I watched the vice presidential debate in a ballroom at the Four Seasons hotel in Aviara, just north of San Diego, along with a couple of hundred women attending Fortune's Most Powerful Women Summit -- a receptive audience, you would think, for a debate featuring a woman who might become the most powerful in the land. It was an ideologically mixed crowd, including representatives of ExxonMobil, a major sponsor of the conference.
If the reaction of the Republican women in the room is any indication, it was not a very good night for Sarah Palin. The only noises heard during the debate were groans when Palin turned her folksiness meter up to 11 (which was often), and applause when Joe Biden delivered his best moments of the night: making personal his understanding of the plight of single parents sitting around their kitchen tables, looking for help; and his impassioned pushback on Palin's endless description of John McCain as "a maverick."
The loudest ovation of the night -- at least in that ballroom (granted, not the most representative-of-America crowd) -- came when Biden said that Dick Cheney was the most dangerous VP in history.
After watching this debate, I am convinced that if the country somehow has a collective mental meltdown and elects Sarah Palin, she will be even more dangerous than Cheney. Not only does she want more power for herself than the Constitution grants -- or than Cheney took for himself -- but she is so obviously not equipped to be a heartbeat away from the presidency, it takes your breath away that McCain picked her. He claims to be putting his country first, but the debate proved beyond any doubt that he has actually chosen to put his country on the betting line and roll the dice. And they've come up snake eyes.
Friday morning, Meg Whitman, the co-chair of McCain's campaign, will be on a panel with Penny Pritzker, Obama's national finance chair, discussing the campaign. After the debate, I asked Whitman what she thought of Palin's performance. "Good enough," she said.
But good enough for what, exactly? After Thursday night, the only thing Palin proved herself good enough for is starring in her own reality show.
Watching Biden and Palin on the same stage was like watching a tennis champion walk onto Centre Court at Wimbledon only to find himself facing an over-eager amateur from the local high school. Or as Pat Mitchell told me, "Biden was taking part in a vice presidential debate; Palin was taking part in a junior high debate."

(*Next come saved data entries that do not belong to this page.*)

PR #2742, opened 2026-06-04
Fix hydrated innerHTML with attribute spreads

### LINKED ISSUE #2737: Spread on element with innerHTML clears content during reactive updates after SSR hydration
### Describe the bug

  When using the spread operator on an element that also has innerHTML defined a reactive update to the spread
  object causes the element's content to be cleared if the app was hydrated from SSR. This does not happen when SSR is disabled or
  when attributes are bound individually.

```tsx
function App() {
  const [ref, setRef] = createSignal<HTMLDivElement>();

  // Reactive object for spread
  const data = createMemo(() => {
    return {
      "data-whatever": count() === 1 ? "yes" : "no",
    };
  });

  onMount(() => {
    console.log(ref()?.textContent); // Hello world! (Correct)
    setCount(1);
    setTimeout(() => {
      console.log(ref()?.textContent); // "" (BUG: Should be "Hello world!")
      console.log(ref()?.getAttribute("data-whatever")); // yes (Correct)
      console.log(ref()?.getAttribute("class")); // flex (correct)
      console.log(ref()?.getAttribute("style")); // color: red (Correct)
    }, 500);
  });

  return (
    <div
      ref={setRef}
      {...data()}
      class="flex"
      style="color: red"
      innerHTML="Hello world!"
    ></div>
  );
}

```

https://stackblitz.com/github/youyoumu/solid-spread-hydration-bug

https://github.com/youyoumu/solid-spread-hydration-bug

1. Clone the repo and install the dependency
2. Run the dev server
3. Open the dev server in browser and see the dom and the console.log ouput
4. change `ssr` to `false` on `app.config.ts` to confirm the bug only happen with ssr

### Expected behavior

The innerHTML should remain intact when the spread object is updated, as long as the spread object does not contain a children or innerHTML key.

## Actual Behavior
The element's content is cleared immediately upon the first reactive update of the spread object after hydration.

### Screenshots or Videos

Picture of chrome dev tools showing div with `data-whatever="yes"` having no children/innerHTML
Image

Picture of console output
Image

### Platform

- OS: Linux
- Browser: Chrome
- Version: 147.0.7727.116 (Official Build) (64-bit)

### Additional context

- The bug only occurs when ssr: true. With ssr: false, it works as expected.
- If the attributes are bound individually (e.g., `data-whatever={count() === 1 ? "yes" : "no"}`) instead of using a spread, the bug does not occur.

### SolidJS + Vite
```json
  "dependencies": {
    "@floating-ui/dom": "^1.7.6",
    "solid-js": "^1.9.13"
  },
```

### SolidStart 1
```json
  "dependencies": {
    "@solidjs/start": "1.3.2",
    "solid-js": "^1.9.5",
    "vinxi": "^0.5.7"
  },
```

### SolidStart 2
```json
  "dependencies": {
    "@solidjs/start": "2.0.0-alpha.2",
    "solid-js": "^1.9.5",
    "vite": "^7.0.0",
    "@solidjs/vite-plugin-nitro-2": "^0.1.0"
  },
```

puneetdixit200:
Fixes #2737.

This prevents an attribute-only spread from installing a child reconciliation effect when the spread props do not include child-bearing props. During hydration, that effect could clear existing innerHTML content on the first reactive spread update.

Added a regression test that hydrates server-rendered innerHTML, updates a spread-only data attribute, and verifies the content remains intact.

Verification:
- pnpm --dir packages/solid test web/test/element.spec.tsx
- git diff --check

Note: `pnpm --dir packages/solid exec tsc --project web/tsconfig.build.json` was attempted in a fresh checkout, but it requires generated local package links/types first and failed before checking this change.

### DIFF
--- a/packages/solid/web/src/client.ts
+++ b/packages/solid/web/src/client.ts
@@ -1,1 +1,18 @@
 export * from "dom-expressions/src/client.js";
+import { spread as baseSpread } from "dom-expressions/src/client.js";
+
+const childPropNames = ["children", "innerHTML", "textContent", "innerText"];
+
+export function spread(
+  node: Element,
+  props: Record<string, unknown> = {},
+  isSVG?: boolean,
+  skipChildren?: boolean
+) {
+  return baseSpread(
+    node,
+    props,
+    isSVG,
+    skipChildren || !childPropNames.some(prop => prop in props)
+  );
+}
--- a/packages/solid/web/test/element.spec.tsx
+++ b/packages/solid/web/test/element.spec.tsx
@@ -3,7 +3,15 @@
  * @vitest-environment jsdom
  */
 import { describe, expect, test } from "vitest";
-import { createRoot, createSignal, createUniqueId, JSX, children } from "../../src/index.js";
+import {
+  createMemo,
+  createRoot,
+  createSignal,
+  createUniqueId,
+  JSX,
+  children
+} from "../../src/index.js";
+import { hydrate } from "../src/index.js";
 
 declare module "solid-js/jsx-runtime" {
   namespace JSX {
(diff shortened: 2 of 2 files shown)


ryansolid:
Thanks for the repro and test — this is a real hydration bug, but the fix belongs upstream in **dom-expressions**, not in Solid.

Here's how Esther Dyson put it: "It's pretty clear that Biden spent decades getting ready for this debate, learning from experience; Palin spent a couple of weeks, learning from handlers and speech coaches."

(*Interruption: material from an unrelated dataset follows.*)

PR #2756, opened 2026-06-12
perf: optimize signals hot paths

brenelz:
## Summary

Four targeted optimizations to `@solidjs/signals` hot paths, driven by the CodSpeed flamegraphs from [run 6a2a5421](https://app.codspeed.io/solidjs/solid/runs/6a2a54212e49bc3a0c2d0f55) plus local `--cpu-prof` profiles of the same workloads.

The only subject on which Palin displayed superior knowledge was when she corrected Biden on the proper delivery of "Drill, baby, drill!" Christie Hefner thought Palin's sex-tinged twist on the chant should be appropriated for a commercial. Perhaps for Viagra.

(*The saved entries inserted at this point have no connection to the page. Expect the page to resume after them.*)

PR #2782, opened 2026-06-13
fix(signals): defer onSettled fallback cleanup to owner disposal (closes #2766)

### LINKED ISSUE #2766: 2.0.0-beta.14: Cleanup returned from nested `onSettled` runs immediately
### Describe the bug

In Solid 2.0.0-beta.14, a composable helper that registers `onSettled()` can behave incorrectly when the helper is called from inside another `onSettled()` callback.

The inner `onSettled()` callback runs, but its returned cleanup function is called immediately during the same flush instead of being deferred until the surrounding owner is disposed. This causes setup/teardown helpers to immediately tear themselves down.

https://stackblitz.com/edit/solidjs-templates-ayujgi7k?file=src%2FApp.tsx

1. Open the StackBlitz repro.
2. Wait for the app to finish its initial render/settle.
3. Observe the rendered status text.

### Expected behavior

The helper's setup should remain active until the component/root is disposed.

The page should render:

```text
subscribed
```

The cleanup returned by the inner `onSettled()` should run on owner disposal, not immediately after setup.

### Screenshots or Videos

_No response_

### Platform

- OS: macOS
- Browser: Chrome
- Version: 2.0.0-beta.14

### Additional context

This can happen through normal composition, not only by intentionally nesting lifecycle calls. For example, a helper may use `onSettled()` internally to install and clean up a subscription, while a parent calls that helper from an outer `onSettled()` because it wants to wait until the component has reached a stable settled state.

The issue appears related to `packages/solid-signals/src/signals.ts`. When `onSettled()` is called while the current owner has children forbidden, it falls back to the ownerless queue branch. That branch invokes the returned cleanup immediately after the callback runs.

tsushanth:
## Summary

Closes #2766.

`onSettled` falls back to the global queue when the current owner is null or has `CONFIG_CHILDREN_FORBIDDEN`. The most common trigger for that fallback is `onSettled()` called from inside another `onSettled()` callback (the outer callback runs as a tracked effect, which sets `CONFIG_CHILDREN_FORBIDDEN`). The previous fallback shape:

```ts
globalQueue.enqueue(EFFECT_USER, () => {
  const cleanup = callback();
  …
  cleanup?.();        // ❌ runs the cleanup eagerly in the same flush
});
```

invoked the returned cleanup eagerly inside the same flush, immediately tearing down helpers whose intent was "install on settle, tear down on dispose." Composable helpers using `onSettled` internally — subscription setup, listener install, focus management — set up and ripped themselves down in the same tick.

Capture the calling owner and, when the callback returns a function, register it via `cleanup()` under that owner with `runWithOwner`. Cleanup now fires when the captured owner is disposed, matching the contract of the non-forbidden path. Orphaned helpers (no owner at all) drop the cleanup rather than run it immediately — there is no point at which firing it would be correct.

## Test plan

Added `defers cleanup from nested onSettled to owner disposal (#2766)` to `tests/onSettled.test.ts` mirroring the reporter's scenario:

```ts
function useSubscription() {
  onSettled(() => {
    log.push("subscribed");
    return () => log.push("unsubscribed");
  });
}
const dispose = createRoot(stop => {
  onSettled(() => { useSubscription(); });
  return stop;
});
flush();
expect(log).toEqual(["subscribed"]);
dispose();
expect(log).toEqual(["subscribed", "unsubscribed"]);
```

```
pnpm --filter @solidjs/signals build
cd packages/solid-signals && npx vitest run tests/onSettled.test.ts
```

Result: 13/13 pass with the fix; reverting `signals.ts` to upstream and re-running shows the new case fails (`expected ["subscribed","unsubscribed"] to equal ["subscribed"]`) — confirming the test isolates the regression.

### DIFF
--- a/packages/solid-signals/src/signals.ts
+++ b/packages/solid-signals/src/signals.ts
@@ -745,15 +745,33 @@ export function createOptimistic<T>(
  */
 export function onSettled(callback: () => void | (() => void)): void {
   const owner = getOwner();
-  owner && !(owner._config & CONFIG_CHILDREN_FORBIDDEN)
-    ? createTrackedEffect(() => untrack(callback), __DEV__ ? { name: "onSettled" } : undefined)
-    : globalQueue.enqueue(EFFECT_USER, () => {
-        const cleanup = callback();
-        if (__DEV__ && cleanup !== undefined && typeof cleanup !== "function") {
-          throw new Error(
-            "onSettled callback returned an invalid cleanup value. Return a cleanup function or undefined."
-          );
-        }
-        cleanup?.();
-      });
+  if (owner && !(owner._config & CONFIG_CHILDREN_FORBIDDEN)) {
+    createTrackedEffect(() => untrack(callback), __DEV__ ? { name: "onSettled" } : undefined);
+    return;
+  }
+  // Fallback path: either no owner, or the current owner is a children-
+  // forbidden scope (the most common case is `onSettled()` called from
+  // inside another `onSettled()` callback, which itself runs as a
+  // tracked effect). The original implementation invoked the returned
+  // cleanup eagerly inside the same flush, which immediately tore down
+  // setup helpers (#2766). Defer cleanup via the captured owner's
+  // disposal chain so it fires on real disposal, not on settle.
+  const capturedOwner = owner;
+  globalQueue.enqueue(EFFECT_USER, () => {
+    const result = callback();
+    if (__DEV__ && result !== undefined && typeof result !== "function") {
+      throw new Error(
+        "onSettled callback returned an invalid cleanup value. Return a cleanup function or undefined."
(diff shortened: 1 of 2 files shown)


ryansolid:
Thanks for taking this on. We resolved #2766 with a different contract than this PR takes — see https://github.com/solidjs/solid/issues/2766#issuecomment-4860524647 for the full reasoning. In short: when `onSettled` runs in an unowned scope there's no lifecycle for a returned cleanup to bind to, and tying it to the surrounding owner's disposal manufactures a relationship the primitive never established. Instead, returning a cleanup from an unowned `onSettled` is now a dev-mode error (dropped in production), and the owned form — calling the setup helper directly from the component body — already covers the reporter's use case. Closing in favor of that approach.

Other than that, Palin's grasp fluctuated between wafer thin and skin deep. The moment that most drove me to want to send her a book on Greek gods and heroes was her head-scratching response to the question about her Achilles heel. She apparently didn't know what that meant since she spent her allotted time listing all of her attributes as opposed to her most glaring weakness.
Ann Wojcicki, co-founder of 23andme, told me: "I was dying to hear something -- anything! -- from Palin that wasn't pre-rehearsed."
Throughout the entire 90-minute debate, Palin came across as an over-wound windup doll, sporting a pasted-on-smile expression that never varied, except when she winked. Which she did repeatedly -- and pathetically. It was the folksiest appearance since Hee-Haw went off the air.
"The home-spun homilies have to go," Martha Stewart told me. "And, oh my god, words do have ending consonants."
In the greatest disconnect of the evening, Palin repeatedly went to the Reagan well, offering up such Gipper classics as "there you go again" and that "shining city on the hill." But, really, during a week in which John McCain hopped on board Bush's $700 billion bailout, did Palin not see how incongruous it was to insist that government isn't the solution, it's the problem? And declare that all we need to get this country back on track is for the government to get out of our way? Isn't that what got us where we are today? Or had she been so busy cramming for the debate she didn't have time to read one of the so-many-she-can't-name-one newspapers she reads?
Joe Biden's only insincere moment was when he told her: "Governor, it was a pleasure to meet you."
A better exit line would have been: "Governor, it's a pleasure to think that, God willing, in 33 days, you'll be back where you belong -- shootin' moose and takin' on those big oil companies in Alaska."
My patience with Palin is waving the white flag of surrender.